Sample size and time of prediction There was no unique way found in the literature to report sample sizes. Data collected from loop detectors often reported the number of days for which and the number of loop detectors from where the data were collected (Tian et al. 2018a, b). In addition, they also reported the frequency of aggregation (e.g. 1 min, 5 min, or 15 min). Meanwhile, data from GPS sources reported trip trajectory information which was then utilised to extract speed, flow, travel demand data, or other information based on the area of application (Bao et al. 2019a; Elhenawy and Rakha 2017; Zhu and Laptev 2017). Contrasting to these sources, image-based sources such as CCTV and other cameras often had a lower sample size but was utilised to extract multiple features in a single image (Eraqi et al. 2019). Given the difference in scales of the data, it might be difficult to compare across studies. In addition, many studies did not report on the sample size. However, the meta-analysis showed a significant positive effect of sample size on prediction accuracy. Higher sample size would also mean the requirements of higher computational abilities and the challenge for future researches would be to find the correct balance between size of data and the required prediction accuracy. Finally, most studies that have been analysed have predicted the short-term traffic forecast but the time period of prediction for short term prediction also varies. The meta-analysis established that as the time of prediction increases, the prediction accuracy tends to decrease. Accurate predictions which are 30 min to 2 h in advance can prove to be beneficial for both policy-makers and individuals for their personal trip planning. Dynamic congestion pricing, MaaS, traffic state prediction during disruptions and big events are possible areas of application which might be benefitted from improving this aspect.

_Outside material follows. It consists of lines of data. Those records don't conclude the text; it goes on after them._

Issue #731, opened 2019-11-09
GRAFCAN is better in the canary islands than PNOA - add a "best" flag for it?


JonasCz:
I've noticed that "GRAFCAN - Canary Islands" is better than "PNOA Spain" in the Canary islands, since it's much sharper (higher resolution). Maybe it'd be possible to add the "best" flag to it, so that editors will use it by default? (Not entirely sure how that works, so no pull request...)

For reference, here's a comparison screenshot (click for full-res): 

GRAFCAN:

![GRAFCAB](https://github.com/JonasCz/stuff/raw/master/Grafcan.jpg)

PNOA:

![PNOA](https://github.com/JonasCz/stuff/raw/master/Pnoa.jpg)

Thanks;

grischard:
Hello! So GRAFCAN is a local layer, and  PNOA covers all of Spain? PNOA might already be tagged as best because it's better than the other choices for the rest of Spain. We could tag the two as 'best', but the behaviour then depends on the editors.

See also #691, #130, #390 and for a potential way forward #586

JonasCz:
Yep, exactly - GRAFCAN is local for the canary islands only, but it's better there.

With both tagged as "best" iD chooses the smaller area one first (i think?), so that seems like it would yield good results for at least iD users.

grischard:
Ok, let's try and see :). Do you want to PR this?

JonasCz:
PR is here: https://github.com/osmlab/editor-layer-index/pull/732

I think I got the JSON right, but please check.

grischard:
Merged in 9adac880a898ff2f6dd9acbf5893cf12e8cb5b70, thank you!

PR #732, opened 2019-11-14
Add "best" flag for GRAFCAN, since the resolution is better than PNAO spain in the Canary Islands.

JonasCz:
"GRAFCAN - Canary Islands" is better than "PNOA Spain" in the Canary islands, since it's much sharper (higher resolution). Issue here with screenshots: https://github.com/osmlab/editor-layer-index/issues/731

I think I got the JSON right, but check to make sure.


grischard:
Thank you!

Along with the key findings, contributions, and discussions for future research, it is important to discuss the limitations of this study. This study did not consider the work done in image-based classification of vehicles, traffic signs, pedestrians, and pavement crack detection. These areas of applications have been comprehensively covered in Wang et al. (2019). Rather it focused on travel-related and travel behaviour factors. Moreover, studies which used deep learning in traffic signal control were not included as they did not usually involve the prediction of any factor. These are important areas of application and not considering them remains a major limitation of this work. Moreover, the papers considered for this research are limited by the search strategy and there is a possibility that relevant work conducted in this field were not included. In addition, the meta-analysis combines the work done in both discrete state prediction (driver behaviour, activity state, etc.) and continuous value’s prediction (traffic flow and speed), while combining the different accuracy indicators across these studies. The combination across different scales was primarily done for the ease of analysis and comparison. Finally, hyper-parameters related to deep learning models such as the number of hidden layers and epochs were not considered as part of this analysis.